5. Reality testing, where we reappraise our assumptions about a situation to make them progressively more realistic and objective; for example, reevaluating the probability of the worst-case scenario or that something bad will even happen at all.
6. Problem-solving, where repeatedly reviewing an event leads us to creatively figure out a solution to some problem facing us—perhaps like Marcus and his generals’ paradoxical idea of deliberately marching their legionaries into a Sarmatian ambush in order to spring a trap on the enemy.
7. Behavioral rehearsal, where our perception of our ability to cope improves as we practice, in our mind’s eye, employing skills and coping strategies in an increasingly refined manner—for example, mentally rehearsing assertive ways to deal with unfair criticism until we’re more confident about doing so in reality. This can take the form of modeling the behavior of others whose way of coping we admire and want to emulate—we imagine how they would act and then picture ourselves doing something similar.

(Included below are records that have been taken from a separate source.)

PR #34741, opened 2019-10-07
testing/iotest: add ErrReader

caarlos0:
Adds an io.Reader that always returns 0 and a non-nil error.

Fixes #38781

### DIFF
--- a/src/testing/iotest/reader.go
+++ b/src/testing/iotest/reader.go
@@ -68,6 +68,7 @@ func (r *dataErrReader) Read(p []byte) (n int, err error) {
 	return
 }
 
+// ErrTimeout is a fake timeout error.
 var ErrTimeout = errors.New("timeout")
 
 // TimeoutReader returns ErrTimeout on the second read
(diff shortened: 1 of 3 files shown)


caarlos0:
It's not clear if I need to do anything for this to be reviewed 🤔

src/testing/iotest/reader.go
```diff
@@ -68,6 +68,7 @@ func (r *dataErrReader) Read(p []byte) (n int, err error) {
 	return
 }
 
+// ErrTimeout is a fake timeout error
```
carnott-snap, line 71: doc comments should end with `.`s:
```suggestion
// ErrTimeout is a fake timeout error.
```

src/testing/iotest/reader.go
```diff
@@ -86,3 +87,17 @@ func (r *timeoutReader) Read(p []byte) (int, error) {
 	}
 	return r.r.Read(p)
 }
+
+// ErrIO is a fake IO error
```
carnott-snap, line 91: doc comments should end with `.`s:
```suggestion
// ErrIO is a fake IO error.
```

PR #34761, opened 2019-10-08
Add a cancel function which can cancel a context due to an error

fanfuxiaoran:
Sometimes, we run mutilple go routines in a context, if one go routine
failed due to an error, we want to cancel the context and record the
error in it. So I added a function called WithErrorCancel function which
returns both CancelFunc and ErrorCancelFunc. CancelFunc is the same as
the function which is returned by WithCancel, ErrorCancelFunc is used to
cancel a context with an error.

### DIFF
--- a/src/context/context.go
+++ b/src/context/context.go
@@ -552,3 +552,12 @@ func (c *valueCtx) Value(key interface{}) interface{} {
 	}
 	return c.Context.Value(key)
 }
+
+// A ErrorCancelFunc tells an opertion to abandon due to the error.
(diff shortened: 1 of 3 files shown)


fanfuxiaoran:
@googlebot I signed it!

fanfuxiaoran:
Have created a issue for this pr:
https://github.com/golang/go/issues/34764

fanfuxiaoran:
#34764

bradfitz:
Closing per comments on https://go-review.googlesource.com/c/go/+/199505

PR #34803, opened 2019-10-09
strconv/quote: refactor - moved quotes to constants

proggga:
in strconv/quote.go moved to constants '\'" and '"'
small refactoring


proggga:
@googlebot I signed it!

proggga:
Okey, so what you think If i change to private const? I made public by mistake

PR #60124, opened 2023-05-11
net/http/httptest: remove unnecessary creation of http.Transport

ZekeLu:
In (*Server).StartTLS, it's unnecessary to create an http.Client
with a Transport, because a new one will be created with the
TLSClientConfig later.


mimani68 (approved):
Sound current modification could helps to improve performance.

Why is `test` result?

ZekeLu:
> Why is `test` result?

Sorry, but I don't understand your question. Can you elaborate the question?

And please note that the golang project uses Gerrit for code review.

PR #60155, opened 2023-05-12
testing: clarify comments on runCleanup

evanj:
The comment on runCleanup states "If catchPanic is true ...", but there is no catchPanic argument or variable. This was introduced in commit 998cbe29832a, which also introduced the panicHandling type. This was changed during code review, but the comment was missed. See:

https://go-review.googlesource.com/c/go/+/214822/4..6/src/testing/testing.go#b797

### DIFF
--- a/src/testing/testing.go
+++ b/src/testing/testing.go
@@ -1300,7 +1300,7 @@ func (c *common) Setenv(key, value string) {
 	}
 }
 
-// panicHanding is an argument to runCleanup.
+// panicHanding controls the panic handling used by runCleanup.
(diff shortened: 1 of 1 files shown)


evanj:
Github appears to have mangled my initial commit message (it had line breaks in it originally!) Rather than try to reverse engineer that, I started a change using Gerrit, since I needed to set it up for another documentation change I just made. I'm abandoning this in favor of https://go-review.googlesource.com/c/go/+/538695 

My apologies for the duplication due to me not understanding these tools very well.

PR #60194, opened 2023-05-15
os: add a FindProcess implementation for UNIX

### LINKED ISSUE #34396: os: FindProcess should document how to test if a process is alive since on UNIX it always returns a process

<pre>
$go version go1.12.6 linux/amd64
</pre>

Yes, Documentation issue, see live doc at:

https://golang.org/pkg/os/#FindProcess

$ go env
$ go env
GOARCH="amd64"
GOHOSTARCH="amd64"
GOHOSTOS="linux"
</pre></details>

### What did you do?

Tried to find out if a process exists using os.FindProcess()

Read the documentation to find that the FindProcess call always returns a nil error on unix systems so it doesn't really "find" the process:

```
On Unix systems, FindProcess always succeeds and returns a Process for the given pid, regardless of whether the process exists.
```

Found closed documentation ticket saying you can send a signal to find if the process really exists or not:

https://github.com/golang/go/issues/14146#issuecomment-176888204

More helpful information in the documentation about how someone might actually test for a process existing, for example as a starter on Linux:

```
	// error is always nil on Unix systems, just creates a process object
	p, _ := os.FindProcess(pid)
	// send SIGCONT (on Linux) which is a safe signal to the process to test if it exists
	err = p.Signal(syscall.SIGCONT)
```

### What did you see instead?

No help without how the user might find out that a process really exists. Just a comment that it doesn't actually tell you if the process exists:

```
On Unix systems, FindProcess always succeeds and returns a Process for the given pid, regardless of whether the process exists.
```

mpldr:
The current implementation of always returning a process can lead to unexpected behavior and is generally not very helpful.

This commit adds a simple check whether the process is still alive or not, as described in the POSIX standard, by attempting to send a null signal to the process.

Fixes #34396

Link: https://pubs.opengroup.org/onlinepubs/9699919799/functions/kill.html

### DIFF
--- a/src/os/exec.go
+++ b/src/os/exec.go
@@ -84,9 +84,6 @@ func Getppid() int { return syscall.Getppid() }
 //
 // The Process it returns can be used to obtain information
 // about the underlying operating system process.
-//
-// On Unix systems, FindProcess always succeeds and returns a Process
-// for the given pid, regardless of whether the process exists.
 func FindProcess(pid int) (*Process, error) {
 	return findProcess(pid)
 }
--- a/src/os/exec_unix.go
+++ b/src/os/exec_unix.go
@@ -92,9 +92,15 @@ func (p *Process) release() error {
 	return nil
 }
 
-func findProcess(pid int) (p *Process, err error) {
-	// NOOP for unix.
-	return newProcess(pid, 0), nil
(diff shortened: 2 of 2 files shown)


mpldr:
I have tested it for linux/amd64 and openbsd/386 on which it works as expected.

I’ve found that informing patients that other people often experience these sorts of changes is helpful because it can make the same processes more noticeable in their own mind and more likely to happen spontaneously. Of course, it’s also possible to deliberately utilize these psychological mechanisms by employing various psychological techniques. For instance, in addition to the premeditation of adversity, Marcus refers to the repeated use of two particularly important Stoic exercises that resemble cognitive distancing and decatastrophizing in modern psychotherapy. We’ve mentioned these already, and now we’re ready to consider their use in relation to worry and anxiety. THE INNER CITADEL
Although Marcus says little about anxiety explicitly, he often talks about the kind of peace that Stoicism offers, and his words obviously have implications for the Stoic therapy of anxiety. During his early reign, after the death of Antoninus, he took trips to his holiday villas in Italy to get a break from the worries of the Parthian War and running the empire. We can see from his letters to Fronto that he was wrestling with the whole idea of taking time away from work, feeling instead that it was his duty to attend to state business even though his friends advised him that retreats were necessary for his health.